Form 8-K



Washington, D.C. 20549



Pursuant to Section 13 or 15(d) of the

Securities and Exchange Act of 1934

Date of Report (date of earliest event reported): March 29, 2006


(Exact Name of Registrant as Specified in Its Charter)


Delaware   1-32583   13-3391527
(State or Other
Jurisdiction of
  (Commission File
  (IRS Employer
Identification No.)

4670 S. Fort Apache Road, Suite 190

Las Vegas, Nevada 89147

(Address of principal executive office)

Registrant’s telephone number, including area code: (702) 221-7800

Check the appropriate box below if the Form 8-K is intended to simultaneously satisfy the filing obligation of the registrant under any of the following provisions:


¨ Written communications pursuant to Rule 425 under the Securities Act (17 CFR 230.425)


¨ Soliciting material pursuant to Rule 14a-12 under the Exchange Act (17 CFR 240.14a-12)


¨ Pre-commencement communications pursuant to Rule 14d-2(b) under the Exchange Act (17 CFR 240.14d-2(b))

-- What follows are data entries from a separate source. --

PR #2967, opened 2021-12-30
WIP Add testing DB2 to GitHub Actions

bahusoid:
Too many tests error..


hazzik:
DB2 requires similar to Firebird workaround for parameters. Parameters that are used in the SELECT statements should be wrapped into `cast`.


```
2021-12-31T14:59:15.4008216Z 14) Error : NHibernate.Test.Criteria.ProjectionsTestAsync.UsingConditionalsAsync
2021-12-31T14:59:15.4010114Z NHibernate.Exceptions.GenericADOException : could not execute query
2021-12-31T14:59:15.4011188Z [ SELECT (case when this_.studentId = @p0 then @p1 else @p2 end) as y0_ FROM Student this_ ]
2021-12-31T14:59:15.4012866Z   Name:cp0 - Value:27 [Type: NHibernate.Type.Int64Type (SqlType: Int64)]  Name:cp1 - Value:yes [Type: NHibernate.Type.StringType (SqlType: String)]  Name:cp2 - Value:no [Type: NHibernate.Type.StringType (SqlType: String)]
2021-12-31T14:59:15.4014355Z [SQL: SELECT (case when this_.studentId = @p0 then @p1 else @p2 end) as y0_ FROM Student this_]
2021-12-31T14:59:15.4016006Z   ----> IBM.Data.DB2.Core.DB2Exception : ERROR [42610] [IBM][DB2/LINUXX8664] SQL0418N  The statement was not processed because the statement contains an invalid use of one of the following: an untyped parameter marker, the DEFAULT keyword, or a null value.
2021-12-31T14:59:15.4017111Z Data:
2021-12-31T14:59:15.4017905Z   actual-sql-query: SELECT (case when this_.studentId = @p0 then @p1 else @p2 end) as y0_ FROM Student this_
```

See this: https://www.ibm.com/docs/es/db2/11.1?topic=design-parameters-markers#d97366e93

hazzik:
I think we need to have a systematic approach rather than trying to fix this problem for different DBs. (I think Hana has the same problem)

bahusoid:
> DB2 requires similar to Firebird

I don't really like how it's done in Firebird. We need to think about more elegant solution rather than "brute force"  parameters wrapping in cast. The request to disable this functionality proves it can cause more harm than good

hazzik:
Yes, agree.

bahusoid:
```C#
171) Error : NHibernate.Test.TypesTest.StringTypeWithLengthFixture.HqlEqualityParameterCanExceedColumnSize
NHibernate.Exceptions.GenericADOException : could not execute query
[ select stringclas0_.Id as id1_0_, stringclas0_.StringValue as stringvalue2_0_, stringclas0_.LongStringValue as longstringvalue3_0_ from StringClass stringclas0_ where stringclas0_.StringValue=@p0 ]
  Name:likeValue - Value:AAAAAAAAABx [Type: NHibernate.Type.StringType (SqlType: String(Length=10))]
  ----> IBM.Data.DB2.Core.DB2Exception : ERROR [22001] [IBM] CLI0109E  String data right truncation. SQLSTATE=22001
```
This test is skipped if `SupportsNonDataBoundCondition` is false. But I see no non data bound conditions. It seems we need to adjust parameter sizes similar how it's done for MSSQL in `SqlClientDriver.AdjustParameterForValue`

hazzik:
> This test is skipped if SupportsNonDataBoundCondition is false.

Skip condition is incorrect then.

src/NHibernate.Test/TestDialect.cs
```diff
@@ -120,10 +120,15 @@ public bool SupportsSqlType(SqlType sqlType)
 		/// </summary>
 		public virtual bool SupportsModuloOnDecimal => true;
 
+		/// <summary>
+		/// Supports sub-selects in order by clause
+		/// </summary>
+		public virtual bool SupportsSubSelectsInOrderBy => _dialect.SupportsScalarSubSelects;
```
hazzik, line 126: DB2 supports scalar sub selects, but it does not support them in order-by clause.

bahusoid: And in SELECT statement seems too

hazzik: @bahusoid this test works just fine:

https://github.com/nhibernate/nhibernate-core/blob/6576a9675cbfc48b560c58f85794013b4512131d/src/NHibernate.Test/Linq/SelectionTests.cs#L408-L464

hazzik:
>  Use NET5.IBM.Data.DB2 lib instead of IBM.Data.DB2.Core 

I was thinking about this. But why?

hazzik:
Also... The assembly name and namespace has reverted back to .NET version. Need to change driver.

bahusoid:
> I was thinking about this. But why?

Just to check how it works... It's the latest version. So why not?

bahusoid:
> Just to check how it works.

And it doesn't work... So let's just drop it for now..

hazzik:
Yeah, it is `IBM.Data.Db2.DB2Connection` (in assembly) vs `IBM.Data.DB2.DB2Connection` (expected)

bahusoid:
Changing casing in namespace. Smart move...

bahusoid:
Interesting async regen failure.
<details> 
  <summary>Logs </summary>
crit: AsyncGenerator.CommandLine[0]
      One or more errors occurred while opening the project:
      Msbuild failed when processing the file '/home/runner/work/nhibernate-core/nhibernate-core/src/NHibernate.Test/NHibernate.Test.csproj' with message: /usr/share/dotnet/sdk/6.0.405/Microsoft.Common.CurrentVersion.targets: (2302, 5): There was a mismatch between the processor architecture of the project being built "MSIL" and the processor architecture of the reference "/home/runner/.nuget/packages/ibm.data.db2.core-lnx/3.1.0.500/lib/netstandard2.1/IBM.Data.DB2.Core.dll", "AMD64". This mismatch may cause runtime failures. Please consider changing the targeted processor architecture of your project through the Configuration Manager so as to align the processor architectures between your project and references, or take a dependency on references with a processor architecture that matches the targeted processor architecture of your project.
      Hint: For suppressing irrelevant errors use SuppressDiagnosticFailures option.
      System.InvalidOperationException: One or more errors occurred while opening the project:
      Msbuild failed when processing the file '/home/runner/work/nhibernate-core/nhibernate-core/src/NHibernate.Test/NHibernate.Test.csproj' with message: /usr/share/dotnet/sdk/6.0.405/Microsoft.Common.CurrentVersion.targets: (2302, 5): There was a mismatch between the processor architecture of the project being built "MSIL" and the processor architecture of the reference "/home/runner/.nuget/packages/ibm.data.db2.core-lnx/3.1.0.500/lib/netstandard2.1/IBM.Data.DB2.Core.dll", "AMD64". This mismatch may cause runtime failures. Please consider changing the targeted processor architecture of your project through the Configuration Manager so as to align the processor architectures between your project and references, or take a dependency on references with a processor architecture that matches the targeted processor architecture of your project.
      Hint: For suppressing irrelevant errors use SuppressDiagnosticFailures option.
         at AsyncGenerator.AsyncCodeGenerator.CheckForErrors(MSBuildWorkspace workspace, String itemType, ImmutableArray`1 supressFailuresPredicates, ILogger logger) in C:\Workspace\Git\AsyncGenerator\Source\AsyncGenerator\AsyncCodeGenerator.cs:line 437
         at AsyncGenerator.AsyncCodeGenerator.OpenProject(MSBuildWorkspace workspace, String filePath, ImmutableArray`1 supressFailuresPredicates, ILogger logger, CancellationToken cancellationToken) in C:\Workspace\Git\AsyncGenerator\Source\AsyncGenerator\AsyncCodeGenerator.cs:line 375
         at AsyncGenerator.AsyncCodeGenerator.GenerateAsync(AsyncCodeConfiguration configuration, CancellationToken cancellationToken) in C:\Workspace\Git\AsyncGenerator\Source\AsyncGenerator\AsyncCodeGenerator.cs:line 76
         at AsyncGenerator.CommandLine.Program.Main(String[] args) in C:\Workspace\Git\AsyncGenerator\Source\AsyncGenerator.CommandLine\Program.cs:line 51
</details>

robsosno:
> Changing casing in namespace. Smart move...

I've just moved my app from .NET 3.1 to .NET 6.0. Next step it would be to have new Db2 driver supporting .NET 6.0 (I expect better performance). However I was surprised with driver name change - [db2-net-packages](https://community.ibm.com/community/user/datamanagement/blogs/vishwa-hs1/2020/07/12/db2-net-packages-download-and-configure) (breaking changes paragraph).
I see some logic in the naming: IBM.Data.DB2 is dedicated to classic .NET framework, IBM.Data.DB2.Core to .NET Core and IBM.Data.Db2 to .NET 5+ . They removed Core similarly as Framework did and to avoid possibility of incorrect linking 3.1 with 5+ they've changed DB2 to Db2. So it seems that all future versions will be in accordance with this new schema.
I saw some changes on [db2Net5](https://github.com/bahusoid/nhibernate-core/tree/db2Net5/src/NHibernate/Driver) branch. When do you plan to merge it to the core?
I would vote to implement driver differently - as an additional class, let it be named Db2Driver or Db2Driver5. I trust more to manual configuration than smart switches.

hazzik:
Note to myself:

On Windows need to set `DB2LANG=en_US` environment variable.

hazzik:
Current state: 91 tests are failing.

¨ Pre-commencement communications pursuant to Rule 13e-4(c) under the Exchange Act (17 CFR 240.13e-4(c))


Item 4.02 Non-Reliance on Previously Issued Financial Statements or a Related Audit Report or Completed Interim Review

(a) On March 29, 2006, Full House Resorts, Inc. (the “Company”), following a review by its Audit Committee, concluded that, consistent with what is now believed to be dominant practice in its industry, the Company would retroactively account for the advances to Indian tribes as in-substance structured notes pursuant to Emerging Issues Task Force (EITF) Issue No. 96-12 Recognition of Interest Income and Balance Sheet Classification of Structured Notes and give separate accounting recognition to the contractual notes receivable and the related contract rights when advances are made pursuant to the agreements. Historically, the Company recorded its advances to Indian tribes as development expenses or notes receivable that were carried at cost, subject to allowances for doubtful collectibility, and deferred recognition of interest income, if any, due to the contingent repayment terms of the notes.

The Registrant has determined that a portion of such advances should be capitalized as receivables or interests in management contracts that are acquired as part of development agreements. Accordingly, compared to previously reported amounts for prior periods, recognized expenses will be decreased, resulting in increased net income. While the precise effects have not been determined, it is expected that previously reported long-term assets related to Indian casino projects, retained earnings at December 31, 2004 and net income for 2004 and 2005 will increase. There will be no effect on cash flows for either annual period.

The decision to restate was recommended by management and approved by the Audit Committee of the Company. Management concluded that the Company’s previously issued financial statements for the fiscal year ended December 31, 2004 and for the fiscal quarters ended March 31, 2005, June 30, 2005 and September 30, 2005 should no longer be relied upon, pending their restatements as described above. The Company has discussed the matters disclosed in this filing with Piercy Bowler Taylor and Kern, the Company’s independent registered public accounting firm.

The Company expects to present the restatements described in this Current Report when it files with the Securities and Exchange Commission its Annual Report on Form 10-KSB for the fiscal year ended December 31, 2005 and its amended Quarterly Reports on Form 10-QSB/A for the quarterly periods ended March 31, 2005, June 30, 2005 and September 30, 2005.


Item 7.01. Regulation FD Disclosure

On March 31, 2006, the Company issued a press release announcing the restatements described above. A copy of such press release is included as Exhibit 99.1 to this Current Report on Form 8-K and is incorporated herein by reference.

The information in this Item 7.01 of Form 8-K and the Exhibit attached hereto shall not be deemed “filed” for purposes of Section 18 of the Exchange Act or otherwise subject to the liabilities of that section, nor shall it be deemed incorporated by reference in any filing under the Securities Act of 1933 or the Exchange Act, except as expressly set forth by specific reference in such a filing.


Item 9.01. Financial Statements, Pro Forma Financial Information and Exhibits


  (c) The following exhibits are being furnished herewith:


Exhibit No.   


99.1    Press release issued by the Company on March 31, 2006.


Pursuant to the requirements of the Securities Exchange Act of 1934, the registrant has duly caused this report to be signed on its behalf by the undersigned hereunto duly authorized.